Ce qu'il y a de curieux et de très-amusant, quand on compare les faits et les discours des barbus de 1799 avec ceux des barbus de 1832, c'est de reconnaître l'analogie qui se trouve dans les plus petits détails des opinions de ces deux sectes. Ainsi à l'Homère des uns s'oppose le Dante des autres; les premiers voulaient redevenir primitifs, les seconds prétendent modestement à la naïveté; mon ami Agamemnon n'admettait en architecture que les temples de Sicile et de Pæstum, que les vases grecs comme modèles de peinture; les naïfs de nos jours étudient religieusement la cathédrale de Cologne, les peintures de la première école allemande et les vignettes des plus anciens manuscrits. Enfin il n'est pas jusqu'aux poésies septentrionales et vaporeuses de ce pauvre Ossian, si complétement oublié de nos jours, dont les naïfs de ce temps n'aient retrouvé l'analogue dans les ballades anglaises et écossaises du moyen âge, publiées par Percy et mises en œuvre par Walter Scott.
On voit que, sans compter celle de la barbe, toutes ces analogies sont frappantes.
Mais revenons à la barbe et examinons scrupuleusement l'influence qu'elle a pu avoir sur le mérite, les talents et les productions des primitifs qui l'ont portée en 1799, afin de préjuger des avantages qu'en retireront les naïfs barbus de 1832. À la première époque, nous voyons que mon ami Agamemnon et ses cosectaires n'ont rien produit, n'ont transmis aucun ouvrage qui témoigne de leur passage en ce monde, tandis que les deux Chénier, les Ducis, les Delille, les Parny, les David, les Girodet, M. de Chateaubriand, M. L. Lemercier, M. Gérard, M. Gros, M. Ingres, M. Hersent, et quelques autres qui se sont toujours rasés, ne laissent pas cependant d'avoir leur mérite et nous ont donné des ouvrages qui, bien que pour ne pas être à la mode, ont fait et font encore quelque bruit dans le monde.
La barbe, en 1799, a donc été un indice du mérite que l'on voulait avoir, du génie dont on se croyait doué, mais point du tout d'un talent acquis et réel que l'on possédât.

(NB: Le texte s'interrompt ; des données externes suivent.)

PR #245, opened 2025-11-23
Implementation of cansplitpush, repeat_operator, replace_and_remove_nodes and find_lowest_nodes

### LINKED ISSUE #241: Change from str to Field in AnnotatedQuery
Making types clearer by changing the backbone of AnnotatedQuery to use Field instead of str. These change was made to ensure the semantics of AnnotatedQuery becomes clearer. In addition, idx_lowest_root would be a LogicExpression rather than a LogicNode, since the lowest root should always be an expression rather than a statement.

### LINKED ISSUE #242: Implement cansplitpush and repeat_operator
Hi! I have implemented two new functions in algebra/operator.py: cansplitpush and repeat_operator. 

The function cansplitpush return True if a reduction with operator `x` can be 'split-pushed' through a pointwise operator `y`.  CanSplitPush is allowed when the operator is a repeat_operator, both operator 'x' and operator 'y' are the same and operator 'x' is both commutative and associative.

The function repeat_operator returns the operator if there exists an operator g such that f(x, x, ..., x)  (n times)  is equal to g(x, n). If the operator is idempotent, then no operator is returned. If the operator is operator.add, then it returns operator.mul as x + x + ....(n times) = x . n.
If the operator is operator.mul, then it returns exponent as m x m x ....(n times) = m ^ n

### LINKED ISSUE #243: Implement find_lowest_root
find_lowest_roots determines how far a reduction over an index can be safely pushed down inside a Finch Logic expression without changing the algebraic rules of the program. These are the three rules that find_lowest_root obey to:

Image

### LINKED ISSUE #244: implement replace_and_remove_nodes
replace_and_remove_nodes perform replace and remove arguments of a pointwise MapJoin expression.

Argument:
```
expr : LogicNode
        The expression to transform. Typically a `MapJoin` in a pointwise subexpression.
node_to_replace : LogicNode
        The node to replace when it appears as an argument to `expr`, or as `expr` itself.
new_node : LogicNode
        The node that replaces `node_to_replace` wherever it is found.
nodes_to_remove : Collection[LogicNode]
       A collection of nodes that, if present as arguments to a `MapJoin`, should be removed from its argument list.
```

Returns:
```
    LogicNode
        A new `MapJoin` node with updated arguments if `expr` is a `MapJoin`,
        `new_node` if `expr == node_to_replace`, or the original `expr`
        otherwise.
```

yusheng036:
Hi! I have implemented cansplitpush, repeat_operator, replace_and_remove_nodes and find_lowest_nodes and have written test for every one of the functions. I have changed the backbone of annotated_query to make its semantic clearer.  I have also file an issue for each function. 

Fix #241, Fix #242, Fix #243 & Fix #244

Thank you for your time!!

### DIFF
--- a/tests/test_galley.py
+++ b/tests/test_galley.py
@@ -1408,39 +1408,95 @@ def test_get_idx_connected_components(parent_idxs, connected_idxs, expected):
 
 
 @pytest.mark.parametrize(
-    "arg_names,node_to_replace,nodes_to_remove,expected_names",
+    "expr,node_to_replace,new_node,nodes_to_remove,expected_names",
     [
-        (["a", "b", "c"], "b", [], ["a", "a", "c"]),
-        (["a", "b", "c"], "b", ["c"], ["a", "a"]),
-        (["a", "b", "c"], "c", ["c"], ["a", "b"]),
-        (["a", "b", "c"], "b", ["b"], ["a", "c"]),
-        (["a", "b", "c"], "c", [], ["a", "b", "a"]),
+        (
+            MapJoin(
+                Literal("op"),
+                (
+                    Table(Literal("a"), (Field("a"),)),
+                    Table(Literal("b"), (Field("b"),)),
+                    Table(Literal("c"), (Field("c"),)),
+                ),
+            ),
+            Table(Literal("b"), (Field("b"),)),
+            Table(Literal("a"), (Field("a"),)),
+            set(),
+            ["a", "a", "c"],
+        ),
+        (
+            MapJoin(
+                Literal("op"),
+                (
+                    Table(Literal("a"), (Field("a"),)),
+                    Table(Literal("b"), (Field("b"),)),
+                    Table(Literal("c"), (Field("c"),)),
+                ),
+            ),
+            Table(Literal("b"), (Field("b"),)),
+            Table(Literal("a"), (Field("a"),)),
+            {Table(Literal("c"), (Field("c"),))},
+            ["a", "a"],
+        ),
+        (
+            MapJoin(
+                Literal("op"),
+                (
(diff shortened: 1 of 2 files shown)


tests/test_galley.py
```diff
@@ -1372,5 +1386,154 @@ def test_get_reducible_idxs(reduce_idxs, parent_idxs, expected):
...
+        name[k]: [name[n] for n in v] for k, v in connected_idxs.items()
+    }
+
+    components = get_idx_connected_components(parent_field_idxs, connected_field_idxs)
+    result = [[field.name for field in comp] for comp in components]
+
+    assert result == expected
+
+
+@pytest.mark.parametrize(
```
kylebd99: For this test, rather than giving a set of arg names. I would make all of the inputs FinchLogicNodes, and I would make sure that you have a test which involves a pointwise expression that has some level of nesting.

tests/test_galley.py
```diff
@@ -1372,5 +1386,154 @@ def test_get_reducible_idxs(reduce_idxs, parent_idxs, expected):
...
+        ),
+        # Leaf case:
+        # root = Table(A(i)), reduce over i → [A]
+        (
+            Table(Literal("A"), (Field("i"),)),
+            "i",
+            ["A"],
+        ),
+        # Nested case:
+        # root = MapJoin(mul, [A(i,j), B(i)]), reduce over i → [A]
```
kylebd99: Nit: I think you mean B(j) in this comment.

kylebd99 (approved):
Hey, sorry for the slow review, I think everything looks good. I had a couple of very minor comments, but I'm going to go ahead and approve it. Please make the changes, then go ahead and merge.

Or, j'observe que, de nos jours, outre les vivants déjà nommés ci-dessus, MM. de La Mennais, de Lamartine, Casimir Delavigne, Victor Hugo, P. Mérimée, Sainte-Beuve, Alfred de Vigny, Robert, Schnetz, P. Delaroche, H. Vernet, Champmartin, E. Delacroix, les frères Johannot, et quelques autres, se rasent.
Porter la barbe longue quand tout le monde se rase n'est donc pas, comme quelques personnes le croient aujourd'hui, un moyen infaillible de devenir naïf, original; d'avoir un talent vrai, fort ou poétique, et de donner une direction nouvelle et heureuse aux lettres et aux arts: cela indique tout simplement que l'on désire avoir ces qualités, ce mérite, et assez souvent que l'on croit les posséder.
Dans tous les pays et chez tous les peuples, la barbe portée par des hommes isolés au milieu d'une population imberbe a toujours été la preuve non équivoque d'une prétention de leur part à restaurer, à régénérer quelques vieux usages ou des goûts anciens que le temps avait usés. Depuis qu'Octavien-Auguste avait pris pour lui et donné à la haute société de Rome l'habitude de se raser chaque jour, tous les marchands de philosophie, tous les gens qui colportaient de la rhétorique et des vers dans cette ville, ainsi que ces petits républicains entêtés et hargneux qui, sous les empereurs, parodièrent Caton l'ancien et Régulus, se teignaient la ligure de cumin, afin d'être bien jaunes, et portaient le bâton, la barbe et des poignards, pour avoir l'air d'être plus vertueux et meilleurs citoyens que les autres.
Les folies des hommes changent de forme; au fond ce sont toujours les mêmes.